Entire Population of Mexico Now Playing Guitar on New York City Subways!

Nice place to visit but I wouldn’t want to live there








At a press conference at City Hall, Mayor Warren Wilhelm Jr. (stage name Bill DeBlasio) officially announced what all New Yorkers long suspected:  They are way too many Mexicans playing guitar on our subways.

“As many New Yorkers would know there are lots of Mexicans in our city” said the Mayor.

I wasn’t aware of this seeing as I’m not in the city that often. But I was at a meeting, yeah, I know but I have to attend a few of these a year just to pretend I care, and one of my deputy mayors handed me some statistics. I was shocked when I read it because according to the memo New York City now has more Mexicans than Mexico. I am proud of this fact. It shows us the strength of our open borders policy, which is threatened by Donald Trump who is literally Hitler. And why shouldn’t Mexicans come to this city? These gentle yet very short people just want what all New Yorkers want: A chance to stand in line at In and Out Burger to buy their crappy overpriced food. Now if you excuse me I’ve already spent almost three hours in New York, which is far longer than I usually do. It is time for me to travel the country, showing Americans how tall I am.

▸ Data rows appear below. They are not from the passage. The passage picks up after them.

PR #5273, opened 2021-08-02
Update DRS docs and TAAU

FrancescoC-unity:
Adding some more info on Dynamic Resolution doc page and adding some info on TAAU there. 

@Vic-Cooper  is about to push something on this branch, so other reviewers maybe wait for them :-) 

Addresses a couple of fogbugz issues too: https://fogbugz.unity3d.com/f/cases/1354326/ and https://fogbugz.unity3d.com/f/cases/1354324/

Before leaving for parts of the country not named New York City, Mayor Wilhelm Jr. announced he is creating a new department called “City Department of Mexicans” which will have full authority over all Mexicans in the City. Jennifer Lopez has been placed in charge of the new agency.

“Yes I know she’s not Mexican” said the mayor before boarding a flight out of New York.

But she is taller than Mexicans. I like that. I was in Mexico once. I took this very short child and put him on my knee, just to show him he shouldn’t be afraid of white people. We aren’t all Donald Trump who is literally Hitler. Unfortunately it turned out the short child I placed in my lap was actually the Mexican president. Boy did I have huevos rancheros on my face. Like I said, they are a short race. Anyway I’m out of here. See you next year New York.

The new City Department of Mexicans  then announced that the entire population of Mexico was now singing on the subway.

“That may seem like a large number” said the Vice Head of the Department of Mexicans.

When I mention the entire population of Mexico are here people automatically think “That’s a lot of people and can I get some pot?”  But fortunately for us the entire population of Mexico is only 2,356 people. Everyone else has been killed by drug cartels. So if you see any one of these 2,356 people let them know New York City is a welcoming community. We don’t even care that they are so short as long as they don’t intermarry with Dominicans since Dominicans are taller.

As for the now totally empty Mexico, Mayor Warren Wilhelm Jr. announced that he will be living there for the rest of his term in office.

“The views are fantastic and there are no more short people to trip over.”